## TASK
Output exactly the lines below, starting with the line that has "This is a baseline" and going on through the line that has "baseline for what", both included, and no other lines.

[Saved data entries]
• • • •
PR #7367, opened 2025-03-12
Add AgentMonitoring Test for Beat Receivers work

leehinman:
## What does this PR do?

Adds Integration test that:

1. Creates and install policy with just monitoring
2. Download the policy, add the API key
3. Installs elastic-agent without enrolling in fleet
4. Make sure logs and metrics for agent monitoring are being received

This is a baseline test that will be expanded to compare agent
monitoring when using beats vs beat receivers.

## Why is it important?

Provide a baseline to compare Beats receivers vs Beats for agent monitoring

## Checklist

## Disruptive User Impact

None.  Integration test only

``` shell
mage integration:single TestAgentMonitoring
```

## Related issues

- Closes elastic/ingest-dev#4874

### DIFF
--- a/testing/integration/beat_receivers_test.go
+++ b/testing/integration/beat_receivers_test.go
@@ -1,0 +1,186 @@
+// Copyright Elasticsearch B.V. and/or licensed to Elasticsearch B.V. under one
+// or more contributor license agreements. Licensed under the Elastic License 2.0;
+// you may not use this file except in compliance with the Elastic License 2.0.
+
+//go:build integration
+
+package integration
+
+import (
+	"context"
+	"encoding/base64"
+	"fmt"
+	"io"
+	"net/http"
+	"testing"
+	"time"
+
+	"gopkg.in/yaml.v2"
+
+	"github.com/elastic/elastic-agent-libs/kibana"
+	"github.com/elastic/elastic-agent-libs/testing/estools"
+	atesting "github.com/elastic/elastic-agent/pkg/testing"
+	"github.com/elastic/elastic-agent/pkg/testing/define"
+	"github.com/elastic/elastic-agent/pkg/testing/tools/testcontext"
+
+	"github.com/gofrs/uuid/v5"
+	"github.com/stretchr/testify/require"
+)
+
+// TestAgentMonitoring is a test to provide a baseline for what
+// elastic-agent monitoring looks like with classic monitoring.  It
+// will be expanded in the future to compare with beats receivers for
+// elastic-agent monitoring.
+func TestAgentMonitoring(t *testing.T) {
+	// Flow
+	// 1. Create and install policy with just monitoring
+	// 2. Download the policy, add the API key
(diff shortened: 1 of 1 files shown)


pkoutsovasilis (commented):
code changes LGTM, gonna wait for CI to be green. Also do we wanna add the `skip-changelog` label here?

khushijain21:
• • • •
## TASK RESULT
This is a baseline test that will be expanded to compare agent
monitoring when using beats vs beat receivers.

## Why is it important?

Provide a baseline to compare Beats receivers vs Beats for agent monitoring

## Checklist

## Disruptive User Impact

None.  Integration test only

``` shell
mage integration:single TestAgentMonitoring
```

## Related issues

- Closes elastic/ingest-dev#4874

### DIFF
--- a/testing/integration/beat_receivers_test.go
+++ b/testing/integration/beat_receivers_test.go
@@ -1,0 +1,186 @@
+// Copyright Elasticsearch B.V. and/or licensed to Elasticsearch B.V. under one
+// or more contributor license agreements. Licensed under the Elastic License 2.0;
+// you may not use this file except in compliance with the Elastic License 2.0.
+
+//go:build integration
+
+package integration
+
+import (
+	"context"
+	"encoding/base64"
+	"fmt"
+	"io"
+	"net/http"
+	"testing"
+	"time"
+
+	"gopkg.in/yaml.v2"
+
+	"github.com/elastic/elastic-agent-libs/kibana"
+	"github.com/elastic/elastic-agent-libs/testing/estools"
+	atesting "github.com/elastic/elastic-agent/pkg/testing"
+	"github.com/elastic/elastic-agent/pkg/testing/define"
+	"github.com/elastic/elastic-agent/pkg/testing/tools/testcontext"
+
+	"github.com/gofrs/uuid/v5"
+	"github.com/stretchr/testify/require"
+)
+
+// TestAgentMonitoring is a test to provide a baseline for what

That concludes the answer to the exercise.